Having presented his counterargument against the principle of alternate possibilities, Frankfurt suggests that it be revised to take into account the fallacy of the notion that coercion precludes an agent from moral responsibility. It must be only because of coercion that the agent acts as they do. The best definition, by his reckoning, is this: "[A] person is not morally responsible for what [they have] done if [they] did it only because [they] could not have done otherwise".

==Criticism==
One of the first objections raised by opponents of the Frankfurt-style cases is the two-horned dilemma. This objection was most notably raised by philosophers such as Widerker, Ginet, and Kane. The two-horned dilemma focuses on the connection between the agent's inclination and the agent's decision. This connection can be either deterministic or indeterministic.

If the connection between the agent's inclination and the agent's decision is deterministic, then proponents of the Frankfurt-style cases are charged with begging the question. A deterministic connection begs the question because proponents of Frankfurt-style cases are assuming the very thing that is being debated, that moral responsibility does not require alternate possibilities or the ability to do otherwise. Suppose the agent's inclination is causally sufficient for bringing about the agent's decision. This would mean that the agent was determined to make that decision prior to any kind of decision-making. Thus, the agent did not freely come to the decision for reasons of her own. Opponents of the Frankfurt-style cases would immediately contend that the agent is not morally responsible. This is because they are operating from the get-go that moral responsibility requires free will. Therefore, if the Frankfurt-style cases are operating within a metaphysically deterministic framework, then proponents of Frankfurt-style cases cannot reasonably expect their opponents to be convinced.
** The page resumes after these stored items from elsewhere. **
PR #291, opened 2024-01-10
Assume FMA support, bump x86-64 to x86-64-v3.

hvdijk:
# Overview

Assume FMA support, bump x86-64 to x86-64-v3.

# Reason for change

Our FMA implementation is slow and all the targets we aim to support at the moment have hardware support available.

# Description of change

This commit removes the support for targets that have no hardware FMA support; we always assume the availability of FMA now. For X86, hardware instructions are available from x86-64-v3 onwards, so when building for X86, set this as the minimum CPU level.

# Checklist


modules/compiler/targets/host/source/target.cpp
```diff
@@ -174,11 +175,13 @@ compiler::Result HostTarget::initWithBuiltins(
     if (host_device_info.half_capabilities) {
       FeatureMap["fp16"] = true;
     }
-  } else if (llvm::Triple::x86 == triple.getArch() && triple.isArch32Bit()) {
-    FeatureMap["sse2"] = true;
+  } else if (triple.isX86()) {
+    CPUName = "x86-64-v3";  // Default only, may be overridden below.
+    if (triple.isArch32Bit()) {
+      FeatureMap["sse2"] = true;
```
hvdijk, line 181: Do we still need this or would this already by implied by `x86-64-v3` anyway?

hvdijk: Testing shows we no longer need this, removed.

CHANGELOG.md
```diff
@@ -25,6 +25,12 @@ Upgrade guidance:
   IV names via a second `CreateLoopOpts` field.
 * Support for LLVM versions is now limited to LLVM 16 and LLVM 17. Support for
   earlier LLVM versions has been removed.
+* Support for FMA (fused multiply-add) is required. For x86-64, this means only
```
coldav, line 28: We should say this is only for the target accelerator and for  x86-64 this is only for the host target, where the cpu is used as an accelerator. General uses of x86 as a "host" can be any version.

hvdijk: Good point, thanks. Edited.

frasercrmck (approved):

PR #297, opened 2024-01-16
[NFC] Pick a style for const.

hvdijk:
# Overview

[NFC] Pick a style for const.

# Reason for change

This PR prepares for updating our clang-tidy, which wants us to add many more instances of const.

# Description of change

In cases where const may appear before or after the type, LLVM style is to place it before the type, and we have many more instances ourselves where we place it before the type than we do where we place it after. This commit sets that style in .clang-format and does a reformat across the code base.

I have no opinion on whether `const` is better to place before or after the type. If we want it after the type, consistently, I can update this PR to do so.

# Checklist

### DIFF
--- a/.clang-format
+++ b/.clang-format
@@ -11,5 +11,6 @@ IncludeCategories:
   - Regex:           '.*'
     Priority:        3
 DerivePointerAlignment: false
+QualifierAlignment: Left
 PointerAlignment: Right
 ...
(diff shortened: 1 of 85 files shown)


frasercrmck (approved):
Thanks! Aligning ourselves with LLVM is the best direction for me. I don't personally prefer either style though.

PR #298, opened 2024-01-16
USM testing rework for better USM support

RossBrunton:
# Overview
This is a small rework of the USM testing framework to make it easier to add new USM memory types in the future, and also adds shared USM support to many tests.

# Reason for change

USM shared memory testing was lacking, this improves it by adding USM testing to most tests that currently do both device and host tests. It also removes duplication in the test suite itself.

# Description of change
This change brings a lot of duplicated code into
`cl_intel_unified_shared_memory_Test` (the base class of many tests). Specifically, it provides properties to check host and shared memory USM support, and helper functions to generate USM pointers.

One of the design changes was adding a way to iterate through all available USM pointer types without having to copy-paste code. This is used to add shared allocations to many places alongside device and host allocations.

This results in the tests doing more work, but this only causes a 10% reduction in the time taken for testing, which is about 300ms on my system.

N/A

# Checklist

### DIFF
--- a/source/cl/test/UnitCL/include/cl_intel_unified_shared_memory.h
+++ b/source/cl/test/UnitCL/include/cl_intel_unified_shared_memory.h
@@ -17,6 +17,8 @@
 #define UNITCL_USM_H_INCLUDED
 
 #include <CL/cl_ext.h>
+#include <cargo/error.h>
+#include <cargo/small_vector.h>
 
 #include "Common.h"
 
@@ -29,6 +31,13 @@ struct cl_intel_unified_shared_memory_Test : public virtual ucl::ContextTest {
     if (!isDeviceExtensionSupported("cl_intel_unified_shared_memory")) {
       GTEST_SKIP();
     }
+
+    ASSERT_SUCCESS(clGetDeviceInfo(
+        device, CL_DEVICE_HOST_MEM_CAPABILITIES_INTEL,
+        sizeof(host_capabilities), &host_capabilities, nullptr));
+    ASSERT_SUCCESS(clGetDeviceInfo(
+        device, CL_DEVICE_SINGLE_DEVICE_SHARED_MEM_CAPABILITIES_INTEL,
+        sizeof(shared_capabilities), &shared_capabilities, nullptr));
 
 #define CL_GET_EXTENSION_ADDRESS(FUNC)                            \
   FUNC = reinterpret_cast<FUNC##_fn>(                             \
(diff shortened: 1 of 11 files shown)


source/cl/test/UnitCL/include/cl_intel_unified_shared_memory.h
```diff
@@ -51,11 +60,116 @@ struct cl_intel_unified_shared_memory_Test : public virtual ucl::ContextTest {
...
+      cl_int err = clMemBlockingFreeINTEL(context, shared_ptr);
+      EXPECT_SUCCESS(err);
+      shared_ptr = nullptr;
+    }
+
+    if (host_ptr) {
+      cl_int err = clMemBlockingFreeINTEL(context, host_ptr);
+      EXPECT_SUCCESS(err);
+      host_ptr = nullptr;
+    }
```
hvdijk, line 80: What does `EXPECT_SUCCESS` do on error? If it aborts the process, or if it prints a warning and carries on, you can use your `allPointers()` helper function here.
```suggestion
    for (auto *ptr : allPointers()) {
      cl_int err = clMemBlockingFreeINTEL(context, device_ptr);
      EXPECT_SUCCESS(err);
    }
    device_ptr = shared_ptr = host_ptr = nullptr;
```

source/cl/test/UnitCL/include/cl_intel_unified_shared_memory.h
```diff
@@ -51,11 +60,116 @@ struct cl_intel_unified_shared_memory_Test : public virtual ucl::ContextTest {
...
+      case CL_MEM_TYPE_DEVICE_INTEL:
+        return clDeviceMemAllocINTEL(context, device, nullptr, size, alignment,
+                                     err);
+      case CL_MEM_TYPE_HOST_INTEL:
+        return clHostMemAllocINTEL(context, nullptr, size, alignment, err);
+      case CL_MEM_TYPE_SHARED_INTEL:
+        return clSharedMemAllocINTEL(context, device, nullptr, size, alignment,
+                                     err);
+      default:
+        return nullptr;
```
hvdijk, line 113: Can we ever get here? I would not expect returning `nullptr` to be useful here, but maybe I am not understanding what this default case handles.

source/cl/test/UnitCL/source/cl_intel_unified_shared_memory/usm_event_info.cpp
```diff
@@ -99,155 +77,128 @@ TEST_F(USMEventInfoTest, clEnqueueMemFillINTEL_EventInfo) {
...
-                               sizeof(cl_int), 0, nullptr, &events[1]);
-    EXPECT_SUCCESS(err);
-
-    ASSERT_SUCCESS(GetEventInfoHelper(
-        events[1], CL_EVENT_COMMAND_EXECUTION_STATUS, CL_QUEUED));
+  std::array<std::pair<void *, void *>, 4> pairs = {{
+      {host_ptr, device_ptr},
+      {host_ptr, shared_ptr},
+      {device_ptr, host_ptr},
+      {shared_ptr, host_ptr},
```
hvdijk, line 106: If it makes sense to test types in both orders (this has both `{host_ptr, device_ptr}` and `{device_ptr, host_ptr}`), does not make sense to test both orders for all types?

hvdijk, line 106: (Ignore my previous deleted comment here) Is it intentional that `{shared_ptr, device_ptr}` and the reverse are not in here?

source/cl/test/UnitCL/include/cl_intel_unified_shared_memory.h
RossBrunton: `EXPECT_*` functions continue the test while `ASSERT_*` functions halt it instantly (but only if the calling function has a specific return type). The helper function would work here, thanks.

source/cl/test/UnitCL/include/cl_intel_unified_shared_memory.h
RossBrunton: In theory we shouldn't, but we're in a test suite so anything can happen. I've put an explicit failure here.

source/cl/test/UnitCL/source/cl_intel_unified_shared_memory/usm_event_info.cpp
RossBrunton: It was, but only because for some reason I assumed you couldn't memcpy between shared and device pointers. Fixed now.

source/cl/test/UnitCL/include/cl_intel_unified_shared_memory.h
```diff
@@ -51,11 +60,109 @@ struct cl_intel_unified_shared_memory_Test : public virtual ucl::ContextTest {
...
     cl_char *byte_ptr = reinterpret_cast<cl_char *>(ptr) + offset;
     return reinterpret_cast<void *>(byte_ptr);
   }
 
+  /// Given a pointer, create a new USM allocation of the same type
+  ///
+  /// That is, if `old_ptr` points to a host USM allocation, this returns a new
+  /// host allocation. If the allocation type is unavailable (say, due to errors
+  /// querying the allocation data), nullptr is returned.
+  void *sameMemAlloc(void *old_ptr, size_t size, cl_uint alignment,
```
coldav, line 83: I think the name could be improved e.eg. sameMemTypeAlloc

source/cl/test/UnitCL/include/cl_intel_unified_shared_memory.h
```diff
@@ -51,11 +60,109 @@ struct cl_intel_unified_shared_memory_Test : public virtual ucl::ContextTest {
...
+                     cl_int *err) {
+    cl_int type_err;
+    cl_unified_shared_memory_type_intel alloc_type = CL_MEM_TYPE_UNKNOWN_INTEL;
+    type_err = clGetMemAllocInfoINTEL(context, old_ptr, CL_MEM_ALLOC_TYPE_INTEL,
```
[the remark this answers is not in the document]
RossBrunton: I'm not sure I see the problem with the extra testing. We could add infrastructure to store the types of all pointers, but that feels like it would involve a lot more code and complexity (what if a pointer is allocated in the body of a test instead of the initPointers method? What about offset pointers?).

All our tests also "test" things like allocating and freeing memory, so I think another function isn't that big a deal.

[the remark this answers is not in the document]
coldav: I think the purer the test the better, so we can identify the issues better. Also, by adding API calls, you can make somethings pass. I appreciate there are some things we can't remove, but this is superflous.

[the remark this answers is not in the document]
RossBrunton: Have removed this function entirely, replacing it with `if/else`s. It's only used in one place, so this should be fine.

coldav (approved):

hvdijk (approved):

On the other hand, if the connection between the agent's inclination and the agent's decision is indeterministic, then opponents of the Frankfurt-style cases argue that the agent has the ability to do otherwise. This is problematic for proponents of the Frankfurt-style cases because they are supposed to show a situation where an agent is morally responsible for the decision and yet is unable to truly do otherwise. Suppose the agent's inclination and the agent's decision is indeterministic. This means that the agent's inclination is not necessarily indicative of what the agent's decision will be. Thus, it is possible for the agent to show the correct inclination, evade the computer device, but then make the "wrong" decision. Even if the computer device kicks in after the "wrong decision", the agent still encountered the ability to do otherwise. This kind of Frankfurt-style case would fail to present a situation where an agent is morally responsible while lacking alternate possibilities.

== Responses ==
There have been a number of responses to the two-horned dilemma. One response has been to argue that a deterministic connection does not actually beg the question. Fischer has argued for this response by arguing that the Frankfurt-style case cannot stand alone, but must be taken in conjunction with other arguments. These other arguments are supposed to show that causal determinism in and of itself and apart from ruling out alternate possibilities does not threaten moral responsibility.

A second response is to revise the Frankfurt-style cases. This revision consists in creating a case with an explicit indeterministic connection where the agent is still morally responsible without any alternate possibilities. These kind of Frankfurt-style cases do it by incorporating buffer zones that act to eliminate alternate possibilities.

Michael Otsuka proposes to reject PAP in favor of a different incompatibilist principle, the principle of avoidable blame.

== Legacy ==
The responses to the Frankfurt cases are still being debated.